- [Your task]:
Filter the data below for the string "withLocationId" and copy each matching line.

- [Records from a data collection]:
PR #942, opened 2024-05-17
[MODORDERS-1108] Update PiecesAPI CRUD methods  to process inventory in desired tenant

Saba-Zedginidze-EPAM:
## Purpose
[[MODORDERS-1108] Update PiecesAPI CRUD methods  to process inventory in desired tenant](https://folio-org.atlassian.net/browse/MODORDERS-1108)

## Approach
* Refactor existing classes
* Check for piece receivingTenantId, wherever present, use it to work on inventory items located in a different tenant.
* Keep both tenant contexts in order to be able to work for titles, pieces in the original tenant and also inventory objects in a different one

### DIFF
--- a/src/main/java/org/folio/orders/utils/RequestContextUtil.java
+++ b/src/main/java/org/folio/orders/utils/RequestContextUtil.java
@@ -6,6 +6,8 @@ import org.apache.logging.log4j.Logger;
 import org.folio.okapi.common.XOkapiHeaders;
 import org.folio.rest.core.models.RequestContext;
 
+import java.util.Optional;
+
 public class RequestContextUtil {
   private static final Logger logger = LogManager.getLogger(RequestContextUtil.class);
 
--- a/src/main/java/org/folio/orders/utils/RequestContextUtil.java
+++ b/src/main/java/org/folio/orders/utils/RequestContextUtil.java
@@ -6,8 +6,6 @@ import org.apache.logging.log4j.Logger;
 import org.folio.okapi.common.XOkapiHeaders;
 import org.folio.rest.core.models.RequestContext;
 
-import java.util.Optional;
-
 public class RequestContextUtil {
   private static final Logger logger = LogManager.getLogger(RequestContextUtil.class);
 
--- a/src/main/java/org/folio/service/orders/flows/update/open/OpenCompositeOrderPieceService.java
+++ b/src/main/java/org/folio/service/orders/flows/update/open/OpenCompositeOrderPieceService.java
@@ -24,6 +24,7 @@ import org.folio.rest.core.exceptions.InventoryException;
 import org.folio.rest.core.models.RequestContext;
 import org.folio.rest.jaxrs.model.CompositePoLine;
 import org.folio.rest.jaxrs.model.Piece;
+import org.folio.rest.jaxrs.model.Title;
 import org.folio.service.ProtectionService;
 import org.folio.service.inventory.InventoryHoldingManager;
 import org.folio.service.inventory.InventoryItemManager;
@@ -168,16 +169,24 @@ public class OpenCompositeOrderPieceService {
     var locationContext = createContextWithNewTenantId(requestContext, piece.getReceivingTenantId());
     return titlesService.getTitleById(piece.getTitleId(), requestContext)
       .compose(title -> titlesService.updateTitleWithInstance(title, isInstanceMatchingDisabled, locationContext, requestContext).map(title::withInstanceId))
-      .compose(title -> piece.getHoldingId() != null || !PoLineCommonUtil.isHoldingsUpdateRequired(compPOL)
-        ? Future.succeededFuture(piece.getHoldingId())
-        : inventoryHoldingManager.createHoldingAndReturnId(title.getInstanceId(), piece.getLocationId(), locationContext)
-          .map(holdingId -> piece.withLocationId(null).withHoldingId(holdingId).getHoldingId()))
-      .compose(holdingId -> PoLineCommonUtil.isItemsUpdateRequired(compPOL)
-        ? inventoryItemManager.openOrderCreateItemRecord(compPOL, holdingId, locationContext)
-        : Future.succeededFuture()
-      )
+      .compose(title -> getOrCreateHolding(compPOL, piece, title, locationContext))
+      .compose(holdingId -> updateItemsIfNeeded(compPOL, holdingId, locationContext))
       .map(itemId -> Optional.ofNullable(itemId).map(piece::withItemId))
       .mapEmpty();
+  }
+
+  private Future<String> getOrCreateHolding(CompositePoLine compPOL, Piece piece, Title title, RequestContext locationContext) {
+    if (piece.getHoldingId() != null || !PoLineCommonUtil.isHoldingsUpdateRequired(compPOL)) {
+      return Future.succeededFuture(piece.getHoldingId());
+    }
+    return inventoryHoldingManager.createHoldingAndReturnId(title.getInstanceId(), piece.getLocationId(), locationContext)
+      .map(holdingId -> piece.withLocationId(null).withHoldingId(holdingId).getHoldingId());
+  }
+
+  private Future<String> updateItemsIfNeeded(CompositePoLine compPOL, String holdingId, RequestContext locationContext) {
+    return PoLineCommonUtil.isItemsUpdateRequired(compPOL)
+      ? inventoryItemManager.openOrderCreateItemRecord(compPOL, holdingId, locationContext)
+      : Future.succeededFuture();
   }
 
   private void validateItemsCreation(CompositePoLine compPOL, int itemsSize) {
--- a/src/main/java/org/folio/service/orders/flows/update/open/OpenCompositeOrderPieceService.java
+++ b/src/main/java/org/folio/service/orders/flows/update/open/OpenCompositeOrderPieceService.java
@@ -3,6 +3,7 @@ package org.folio.service.orders.flows.update.open;
 import static java.util.stream.Collectors.toList;
 import static org.folio.orders.utils.HelperUtils.calculateInventoryItemsQuantity;
 import static org.folio.orders.utils.HelperUtils.collectResultsOnSuccess;
+import static org.folio.orders.utils.RequestContextUtil.createContextWithNewTenantId;
 
 import java.util.ArrayList;
 import java.util.Date;
@@ -13,14 +14,12 @@ import java.util.concurrent.CompletionException;
 import io.vertx.core.Future;
 import io.vertx.core.json.JsonObject;
 import org.apache.commons.collections4.CollectionUtils;
-import org.apache.commons.lang3.BooleanUtils;
 import org.apache.logging.log4j.LogManager;
 import org.apache.logging.log4j.Logger;
 import org.folio.models.pieces.OpenOrderPieceHolder;
 import org.folio.orders.events.handlers.MessageAddress;
 import org.folio.orders.utils.PoLineCommonUtil;
 import org.folio.orders.utils.ProtectedOperationType;
-import org.folio.orders.utils.RequestContextUtil;
 import org.folio.rest.core.exceptions.InventoryException;
 import org.folio.rest.core.models.RequestContext;
 import org.folio.rest.jaxrs.model.CompositePoLine;
@@ -163,21 +162,21 @@ public class OpenCompositeOrderPieceService {
    * @return CompletableFuture with void.
    */
   public Future<Void> openOrderUpdateInventory(CompositePoLine compPOL, Piece piece, boolean isInstanceMatchingDisabled, RequestContext requestContext) {
-    if (BooleanUtils.isNotTrue(compPOL.getIsPackage())) {
+    if (!Boolean.TRUE.equals(compPOL.getIsPackage())) {
       return inventoryItemManager.updateItemWithPieceFields(piece, requestContext);
     }
-    var locationContext = RequestContextUtil.createContextWithNewTenantId(requestContext, piece.getReceivingTenantId());
+    var locationContext = createContextWithNewTenantId(requestContext, piece.getReceivingTenantId());
     return titlesService.getTitleById(piece.getTitleId(), requestContext)
       .compose(title -> titlesService.updateTitleWithInstance(title, isInstanceMatchingDisabled, locationContext, requestContext).map(title::withInstanceId))
       .compose(title -> piece.getHoldingId() != null || !PoLineCommonUtil.isHoldingsUpdateRequired(compPOL)
         ? Future.succeededFuture(piece.getHoldingId())
-        : inventoryHoldingManager.createHoldingAndReturnId(title.getInstanceId(), piece.getLocationId(), requestContext)
+        : inventoryHoldingManager.createHoldingAndReturnId(title.getInstanceId(), piece.getLocationId(), locationContext)
           .map(holdingId -> piece.withLocationId(null).withHoldingId(holdingId).getHoldingId()))
       .compose(holdingId -> PoLineCommonUtil.isItemsUpdateRequired(compPOL)
-        ? inventoryItemManager.openOrderCreateItemRecord(compPOL, holdingId, requestContext)
+        ? inventoryItemManager.openOrderCreateItemRecord(compPOL, holdingId, locationContext)
         : Future.succeededFuture()
       )
-      .onSuccess(itemId -> Optional.ofNullable(itemId).ifPresent(piece::setItemId))
+      .map(itemId -> Optional.ofNullable(itemId).map(piece::withItemId))
       .mapEmpty();
   }
 
--- a/src/main/java/org/folio/service/orders/flows/update/open/OpenCompositeOrderPieceService.java
+++ b/src/main/java/org/folio/service/orders/flows/update/open/OpenCompositeOrderPieceService.java
@@ -163,7 +163,7 @@ public class OpenCompositeOrderPieceService {
    * @return CompletableFuture with void.
    */
   public Future<Void> openOrderUpdateInventory(CompositePoLine compPOL, Piece piece, boolean isInstanceMatchingDisabled, RequestContext requestContext) {
-    if (!Boolean.TRUE.equals(compPOL.getIsPackage())) {
+    if (Boolean.FALSE.equals(compPOL.getIsPackage())) {
       return inventoryItemManager.updateItemWithPieceFields(piece, requestContext);
     }
     var locationContext = createContextWithNewTenantId(requestContext, piece.getReceivingTenantId());
--- a/src/main/java/org/folio/service/orders/flows/update/open/OpenCompositeOrderPieceService.java
+++ b/src/main/java/org/folio/service/orders/flows/update/open/OpenCompositeOrderPieceService.java
@@ -163,7 +163,7 @@ public class OpenCompositeOrderPieceService {
    * @return CompletableFuture with void.
    */
   public Future<Void> openOrderUpdateInventory(CompositePoLine compPOL, Piece piece, boolean isInstanceMatchingDisabled, RequestContext requestContext) {
-    if (Boolean.FALSE.equals(compPOL.getIsPackage())) {
+    if (!Boolean.TRUE.equals(compPOL.getIsPackage())) {
       return inventoryItemManager.updateItemWithPieceFields(piece, requestContext);
     }
     var locationContext = createContextWithNewTenantId(requestContext, piece.getReceivingTenantId());
--- a/src/main/java/org/folio/service/orders/flows/update/open/OpenCompositeOrderPieceService.java
+++ b/src/main/java/org/folio/service/orders/flows/update/open/OpenCompositeOrderPieceService.java
@@ -13,12 +13,14 @@ import java.util.concurrent.CompletionException;
 import io.vertx.core.Future;
 import io.vertx.core.json.JsonObject;
 import org.apache.commons.collections4.CollectionUtils;
+import org.apache.commons.lang3.BooleanUtils;
 import org.apache.logging.log4j.LogManager;
 import org.apache.logging.log4j.Logger;
 import org.folio.models.pieces.OpenOrderPieceHolder;
 import org.folio.orders.events.handlers.MessageAddress;
 import org.folio.orders.utils.PoLineCommonUtil;
 import org.folio.orders.utils.ProtectedOperationType;
+import org.folio.orders.utils.RequestContextUtil;
 import org.folio.rest.core.exceptions.InventoryException;
 import org.folio.rest.core.models.RequestContext;
 import org.folio.rest.jaxrs.model.CompositePoLine;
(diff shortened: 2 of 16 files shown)


src/main/java/org/folio/orders/utils/RequestContextUtil.java
```diff
@@ -6,6 +6,8 @@
 import org.folio.okapi.common.XOkapiHeaders;
 import org.folio.rest.core.models.RequestContext;
 
+import java.util.Optional;
```
SerhiiNosko, line 9: seems it is redundant

Saba-Zedginidze-EPAM: Removed

src/main/java/org/folio/service/pieces/flows/create/PieceCreateFlowInventoryManager.java
```diff
@@ -29,80 +30,53 @@ public PieceCreateFlowInventoryManager(TitlesService titlesService,
...
-  public Future<Void> processInventory(CompositePoLine compPOL,  Piece piece,  boolean createItem, RequestContext requestContext) {
-    if (Boolean.TRUE.equals(compPOL.getIsPackage())) {
-      return packagePoLineUpdateInventory(compPOL, piece, createItem, requestContext);
-    }
-    else
-    {
-       return nonPackagePoLineUpdateInventory(compPOL, piece, createItem, requestContext);
-    }
+  public Future<Void> processInventory(CompositePoLine compPOL, Piece piece, boolean createItem, RequestContext requestContext) {
+    final var locationContext = RequestContextUtil.createContextWithNewTenantId(requestContext, piece.getReceivingTenantId());
```
imerabishvili, line 34: `final` can be removed

Saba-Zedginidze-EPAM: Removed

src/main/java/org/folio/service/titles/TitlesService.java
```diff
@@ -18,6 +18,7 @@
 import org.apache.commons.lang3.StringUtils;
 import org.folio.orders.utils.HelperUtils;
 import org.folio.orders.utils.ProtectedOperationType;
+import org.folio.orders.utils.RequestContextUtil;
```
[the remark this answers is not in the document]
Saba-Zedginidze-EPAM: Removed all unused imports

src/main/java/org/folio/service/orders/flows/update/open/OpenCompositeOrderPieceService.java
```diff
@@ -161,36 +163,22 @@ public Future<Void> updatePieceRecord(Piece piece, RequestContext requestContext
...
-        })
-        .onSuccess(itemId -> Optional.ofNullable(itemId).ifPresent(piece::withItemId))
-        .mapEmpty();
-    }
-    else
-    {
+    if (BooleanUtils.isNotTrue(compPOL.getIsPackage())) {
       return inventoryItemManager.updateItemWithPieceFields(piece, requestContext);
     }
+    var locationContext = RequestContextUtil.createContextWithNewTenantId(requestContext, piece.getReceivingTenantId());
```
azizbekxm, line 169: can we remove RequestContextUtil class name and just use method itself

azizbekxm: if you are doing, please do in other changes in pr

src/main/java/org/folio/service/orders/flows/update/open/OpenCompositeOrderPieceService.java
```diff
@@ -161,36 +163,22 @@ public Future<Void> updatePieceRecord(Piece piece, RequestContext requestContext
...
-            return inventoryItemManager.openOrderCreateItemRecord(compPOL, holdingId, requestContext);
-          }
-          return Future.succeededFuture();
-        })
-        .onSuccess(itemId -> Optional.ofNullable(itemId).ifPresent(piece::withItemId))
-        .mapEmpty();
-    }
-    else
-    {
+    if (BooleanUtils.isNotTrue(compPOL.getIsPackage())) {
```
SerhiiNosko, line 166: Boolean.TRUE.equals(compPOL.getIsPackage()) easier to read than BooleanUtils.isNotTrue(compPOL.getIsPackage()

src/main/java/org/folio/service/pieces/flows/delete/PieceDeleteFlowInventoryManager.java
```diff
@@ -0,0 +1,61 @@
...
+      .compose(item -> Optional.ofNullable(item)
+        .map(mItem -> inventoryItemManager.deleteItem(piece.getItemId(), true, requestContext))
+        .orElse(Future.succeededFuture()));
+  }
+
+  private Future<JsonObject> getOnOrderItemForPiece(Piece piece, RequestContext requestContext) {
+    return StringUtils.isEmpty(piece.getItemId())
+      ? Future.succeededFuture()
+      : inventoryItemManager.getItemRecordById(piece.getItemId(), true, requestContext)
+          .map(item -> getItemWithStatus(item, ItemStatus.ON_ORDER.value()));
```
azizbekxm, line 51: ternary operators is good to use but sometimes, make it less readiable long chain of codes. we can do it like this
```
if (StringUtils.isEmpty(piece.getItemId())) {
      return Future.succeededFuture()
}
return inventoryItemManager.getItemRecordById(piece.getItemId(), true, requestContext)
    .map(item -> getItemWithStatus(item, ItemStatus.ON_ORDER.value()));
```

src/main/java/org/folio/service/orders/flows/update/open/OpenCompositeOrderPieceService.java
```diff
@@ -161,36 +163,22 @@ public Future<Void> updatePieceRecord(Piece piece, RequestContext requestContext
...
       return inventoryItemManager.updateItemWithPieceFields(piece, requestContext);
     }
+    var locationContext = RequestContextUtil.createContextWithNewTenantId(requestContext, piece.getReceivingTenantId());
+    return titlesService.getTitleById(piece.getTitleId(), requestContext)
+      .compose(title -> titlesService.updateTitleWithInstance(title, isInstanceMatchingDisabled, locationContext, requestContext).map(title::withInstanceId))
+      .compose(title -> piece.getHoldingId() != null || !PoLineCommonUtil.isHoldingsUpdateRequired(compPOL)
+        ? Future.succeededFuture(piece.getHoldingId())
+        : inventoryHoldingManager.createHoldingAndReturnId(title.getInstanceId(), piece.getLocationId(), requestContext)
```
SerhiiNosko, line 174: holdings the same as instances and items can be created in member tenant, so locationContext should be provided here

src/main/java/org/folio/service/orders/flows/update/open/OpenCompositeOrderPieceService.java
```diff
@@ -161,36 +163,22 @@ public Future<Void> updatePieceRecord(Piece piece, RequestContext requestContext
...
+          .map(holdingId -> piece.withLocationId(null).withHoldingId(holdingId).getHoldingId()))
+      .compose(holdingId -> PoLineCommonUtil.isItemsUpdateRequired(compPOL)
+        ? inventoryItemManager.openOrderCreateItemRecord(compPOL, holdingId, requestContext)
```
SerhiiNosko, line 177: also location context should be provided to create item in any tenant

src/main/java/org/folio/service/orders/flows/update/open/OpenCompositeOrderPieceService.java
```diff
@@ -161,36 +163,22 @@ public Future<Void> updatePieceRecord(Piece piece, RequestContext requestContext
...
+        : Future.succeededFuture()
+      )
+      .onSuccess(itemId -> Optional.ofNullable(itemId).ifPresent(piece::setItemId))
```
SerhiiNosko, line 180: .onSuccess usage in previous implementation had drowbacks because it is terminal operation and can be executed even before last .mapEmpty(). Need to change to compose on map

src/main/java/org/folio/service/pieces/flows/create/PieceCreateFlowInventoryManager.java
```diff
@@ -29,80 +30,53 @@ public PieceCreateFlowInventoryManager(TitlesService titlesService,
...
-    return nonPackageUpdateTitleWithInstance(compPOL, piece.getTitleId(), requestContext)
-      .compose(instanceId -> handleHolding(compPOL, piece, instanceId, requestContext))
-      .compose(holdingId -> handleItem(compPOL, createItem, piece, requestContext))
-      .map(itemId -> {
-        Optional.ofNullable(itemId).ifPresent(piece::withItemId);
-        return null;
-      })
-      .mapEmpty();
+  private Future<String> updateInventoryForPoLine(CompositePoLine compPOL, Piece piece, RequestContext locationContext, RequestContext requestContext) {
+    if (BooleanUtils.isNotTrue(compPOL.getIsPackage())) {
```
SerhiiNosko, line 43: the same with method isNotTrue , isTrue is easier to understand quickly

src/main/java/org/folio/service/pieces/flows/create/PieceCreateFlowInventoryManager.java
```diff
@@ -29,80 +30,53 @@ public PieceCreateFlowInventoryManager(TitlesService titlesService,
...
-  private Future<Void> nonPackagePoLineUpdateInventory(CompositePoLine compPOL, Piece piece, boolean createItem, RequestContext requestContext) {
-    return nonPackageUpdateTitleWithInstance(compPOL, piece.getTitleId(), requestContext)
-      .compose(instanceId -> handleHolding(compPOL, piece, instanceId, requestContext))
-      .compose(holdingId -> handleItem(compPOL, createItem, piece, requestContext))
-      .map(itemId -> {
-        Optional.ofNullable(itemId).ifPresent(piece::withItemId);
-        return null;
-      })
-      .mapEmpty();
+  private Future<String> updateInventoryForPoLine(CompositePoLine compPOL, Piece piece, RequestContext locationContext, RequestContext requestContext) {
```
SerhiiNosko, line 42: Inventory it is very wide word, can be more speocifc updateInventoryInstanceForPoLine

src/main/java/org/folio/service/pieces/flows/delete/PieceDeleteFlowInventoryManager.java
Saba-Zedginidze-EPAM: I think ternary is okay with 1 or 2 lines of code but if it was less readable for you, surely I will change this

src/main/java/org/folio/service/pieces/flows/delete/PieceDeleteFlowManager.java
```diff
@@ -1,59 +1,42 @@
...
 import org.folio.service.pieces.flows.BasePieceFlowHolderBuilder;
 
 import io.vertx.core.Future;
-import io.vertx.core.json.JsonObject;
 
 public class PieceDeleteFlowManager {
+
   private static final Logger logger = LogManager.getLogger(PieceDeleteFlowManager.class);
 
+  private final PieceDeleteFlowInventoryManager pieceDeleteFlowInventoryManager;
```
SerhiiNosko, line 24: It is a bit hard to understand when manager injects another manager. We can rename PieceDeleteFlowInventoryManager . We already have PieceUpdateInventoryService. Maybe it makes sense to rename to PieceDeleteInventoryService that will not have dependency to PieceUpdateInventoryService.
And PieceDeleteFlowManager will invoke both PieceUpdateInventoryService and PieceDeleteInventoryService

src/main/java/org/folio/service/orders/flows/update/open/OpenCompositeOrderPieceService.java
Saba-Zedginidze-EPAM: Replaced BooleanUtils in several places

src/main/java/org/folio/service/orders/flows/update/open/OpenCompositeOrderPieceService.java
Saba-Zedginidze-EPAM: Good catch, seems like I forgot to pass it here, fixed now

src/main/java/org/folio/service/orders/flows/update/open/OpenCompositeOrderPieceService.java
Saba-Zedginidze-EPAM: Fixed this one too

src/main/java/org/folio/service/orders/flows/update/open/OpenCompositeOrderPieceService.java
Saba-Zedginidze-EPAM: Good point, replaced it with map

src/main/java/org/folio/service/pieces/flows/create/PieceCreateFlowInventoryManager.java
Saba-Zedginidze-EPAM: Renamed

src/main/java/org/folio/service/pieces/flows/delete/PieceDeleteFlowManager.java
Saba-Zedginidze-EPAM: Introduced the new service

src/main/java/org/folio/service/orders/flows/update/open/OpenCompositeOrderPieceService.java
Saba-Zedginidze-EPAM: Replaced everywhere in PR

src/main/java/org/folio/service/pieces/flows/delete/PieceDeleteFlowManager.java
SerhiiNosko: now contract is clear, thanks

src/main/java/org/folio/service/orders/flows/update/open/OpenCompositeOrderPieceService.java
```diff
@@ -161,36 +162,22 @@ public Future<Void> updatePieceRecord(Piece piece, RequestContext requestContext
...
+    if (!Boolean.TRUE.equals(compPOL.getIsPackage())) {
       return inventoryItemManager.updateItemWithPieceFields(piece, requestContext);
     }
+    var locationContext = createContextWithNewTenantId(requestContext, piece.getReceivingTenantId());
+    return titlesService.getTitleById(piece.getTitleId(), requestContext)
+      .compose(title -> titlesService.updateTitleWithInstance(title, isInstanceMatchingDisabled, locationContext, requestContext).map(title::withInstanceId))
+      .compose(title -> piece.getHoldingId() != null || !PoLineCommonUtil.isHoldingsUpdateRequired(compPOL)
+        ? Future.succeededFuture(piece.getHoldingId())
+        : inventoryHoldingManager.createHoldingAndReturnId(title.getInstanceId(), piece.getLocationId(), locationContext)
+          .map(holdingId -> piece.withLocationId(null).withHoldingId(holdingId).getHoldingId()))
```
SerhiiNosko, line 174: a bit harder to read code now, it is necessary to apply more energy to understand it
But maybe it is just for me, resolving comment in any case because logically it is the same as before

src/main/java/org/folio/service/orders/flows/update/open/OpenCompositeOrderPieceService.java
```diff
@@ -161,36 +162,22 @@ public Future<Void> updatePieceRecord(Piece piece, RequestContext requestContext
...
-    {
+    if (!Boolean.TRUE.equals(compPOL.getIsPackage())) {
       return inventoryItemManager.updateItemWithPieceFields(piece, requestContext);
     }
+    var locationContext = createContextWithNewTenantId(requestContext, piece.getReceivingTenantId());
+    return titlesService.getTitleById(piece.getTitleId(), requestContext)
+      .compose(title -> titlesService.updateTitleWithInstance(title, isInstanceMatchingDisabled, locationContext, requestContext).map(title::withInstanceId))
+      .compose(title -> piece.getHoldingId() != null || !PoLineCommonUtil.isHoldingsUpdateRequired(compPOL)
+        ? Future.succeededFuture(piece.getHoldingId())
+        : inventoryHoldingManager.createHoldingAndReturnId(title.getInstanceId(), piece.getLocationId(), locationContext)
```
BKadirkhodjaev, line 173: Perhaps you can extract this inner inventoryHoldingManager.createHoldingAndReturnId() into a separate private method, it does look complicated to read

src/main/java/org/folio/service/pieces/PieceUpdateInventoryService.java
```diff
@@ -63,13 +64,14 @@ public Future<String> manualPieceFlowCreateItemRecord(Piece piece, CompositePoLi
 
   public Future<Pair<String, String>> deleteHoldingConnectedToPiece(Piece piece, RequestContext requestContext) {
     if (piece != null && piece.getHoldingId() != null) {
+      var locationContext = createContextWithNewTenantId(requestContext, piece.getReceivingTenantId());
       String holdingId = piece.getHoldingId();
-      return inventoryHoldingManager.getHoldingById(holdingId, true, requestContext)
+      return inventoryHoldingManager.getHoldingById(holdingId, true, locationContext)
                   .compose(holding -> {
```
BKadirkhodjaev, line 70: I suggest we extract this block to a private method or perform smaller extraction work for each nested callback, if possible

SerhiiNosko: maybe lets do this refactoring in subsequent PRs because this PR already contain lot of refactoring that slows down code review and we need to finish it and merge

src/main/java/org/folio/service/pieces/flows/update/PieceUpdateFlowInventoryManager.java
```diff
@@ -45,73 +47,62 @@ public PieceUpdateFlowInventoryManager(TitlesService titlesService,
...
+    var location = new Location().withLocationId(pieceToUpdate.getLocationId());
+    if (instanceId == null || !DefaultPieceFlowsValidator.isCreateHoldingForPiecePossible(pieceToUpdate, poLineToSave)) {
+      return Future.succeededFuture(location);
     }
-    return Future.succeededFuture(new Location().withLocationId(pieceToUpdate.getLocationId()));
+    return inventoryHoldingManager.createHoldingAndReturnId(instanceId, pieceToUpdate.getLocationId(), requestContext)
+      .map(holdingId -> {
+        if (holdingId != null) {
+          pieceToUpdate.withHoldingId(null).setHoldingId(holdingId);
+          location.withLocationId(null).setHoldingId(holdingId);
```
azizbekxm, line 102: is it supposed to be like this `pieceToUpdate.withLocationId(null).setHoldingId(holdingId)`

src/main/java/org/folio/service/pieces/PieceUpdateInventoryService.java
Saba-Zedginidze-EPAM: @SerhiiNosko As it is not quire readable, I can modify the two places Bob mentioned without much work and take care of the rest if there will be anything needed in the future

SerhiiNosko: okay got it, let's do

src/main/java/org/folio/service/pieces/flows/update/PieceUpdateFlowInventoryManager.java
Saba-Zedginidze-EPAM: That's right, thanks for pointing out

src/main/java/org/folio/service/orders/flows/update/open/OpenCompositeOrderPieceService.java
Saba-Zedginidze-EPAM: Good suggestion, modified code for both your comments

src/main/java/org/folio/service/orders/flows/update/open/OpenCompositeOrderPieceService.java
```diff
@@ -161,36 +163,30 @@ public Future<Void> updatePieceRecord(Piece piece, RequestContext requestContext
...
-            return inventoryItemManager.openOrderCreateItemRecord(compPOL, holdingId, requestContext);
-          }
-          return Future.succeededFuture();
-        })
-        .onSuccess(itemId -> Optional.ofNullable(itemId).ifPresent(piece::withItemId))
-        .mapEmpty();
-    }
-    else
-    {
+    if (!Boolean.TRUE.equals(compPOL.getIsPackage())) {
```
azizbekxm, line 166: Boolean.FALSE.equals(compPOL.getIsPackage() is more readable from my prespective.

azizbekxm: if you are chaning, please change in other places of pr

src/main/java/org/folio/service/pieces/flows/delete/PieceDeleteFlowManager.java
```diff
@@ -62,89 +45,39 @@ public PieceDeleteFlowManager(PieceStorageService pieceStorageService,
...
+      .mapEmpty();
   }
 
-  private boolean isItemWithStatus(JsonObject item, String status) {
-    return Optional.ofNullable(item).map(itemP -> item.getJsonObject(ITEM_STATUS))
-      .filter(itemStatus -> status.equalsIgnoreCase(itemStatus.getString(ITEM_STATUS_NAME)))
-      .isPresent();
+  protected Future<Void> updatePoLine(PieceDeletionHolder holder, RequestContext requestContext) {
+    var comPOL = holder.getOriginPoLine();
+    return BooleanUtils.isTrue(comPOL.getIsPackage()) || BooleanUtils.isTrue(comPOL.getCheckinItems())
```
azizbekxm, line 78: to be consistent, lets use Boolean.FALSE or TRUE equals

azizbekxm: If you are doing, please change in other places of pr

src/main/java/org/folio/service/orders/flows/update/open/OpenCompositeOrderPieceService.java
Saba-Zedginidze-EPAM: I think if we use compared to FALSE and the getIsPackage() is null, then it will bypass the check, so comparing to TRUE eliminates the need to check for nulls, as both false and null would give same result when using TRUE. What do you think about this?

src/main/java/org/folio/service/pieces/flows/delete/PieceDeleteFlowManager.java
Saba-Zedginidze-EPAM: Got rid of it in all places

src/main/java/org/folio/service/orders/flows/update/open/OpenCompositeOrderPieceService.java
SerhiiNosko: Basically it can be a dangerous swap because boolean flags can be null in our modules.
But for this module we are okay because we have default value declared as false. 

image

SerhiiNosko: I see that this field isPackage added in 2020.
Interesting what it will be for orders created before 2020. Will it be automatically populated as false
image

Saba-Zedginidze-EPAM: @SerhiiNosko Thanks for the heads up, changed to FALSE

SerhiiNosko: So if some onging order created in 2019 and will have  this check now: Boolean.FALSE.equals(compPOL.getIsPackage()) - it will return null and we will consider this order as non package that we extect, so I think we can use this check

azizbekxm: @Saba-Zedginidze-EPAM thanks for explanation, never thought about before, You can leave as it was.

Saba-Zedginidze-EPAM: @SerhiiNosko but would it not match with the current schema and populate with default values if it is missing?

SerhiiNosko: to be on safe side lets revert to initial state

Saba-Zedginidze-EPAM: Got it, reverted

SerhiiNosko (approved):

- [Task output]:
-          .map(holdingId -> piece.withLocationId(null).withHoldingId(holdingId).getHoldingId()))
+      .map(holdingId -> piece.withLocationId(null).withHoldingId(holdingId).getHoldingId());
           .map(holdingId -> piece.withLocationId(null).withHoldingId(holdingId).getHoldingId()))
+          .map(holdingId -> piece.withLocationId(null).withHoldingId(holdingId).getHoldingId()))
+          .map(holdingId -> piece.withLocationId(null).withHoldingId(holdingId).getHoldingId()))
+    var location = new Location().withLocationId(pieceToUpdate.getLocationId());
-    return Future.succeededFuture(new Location().withLocationId(pieceToUpdate.getLocationId()));
+          location.withLocationId(null).setHoldingId(holdingId);
azizbekxm, line 102: is it supposed to be like this `pieceToUpdate.withLocationId(null).setHoldingId(holdingId)`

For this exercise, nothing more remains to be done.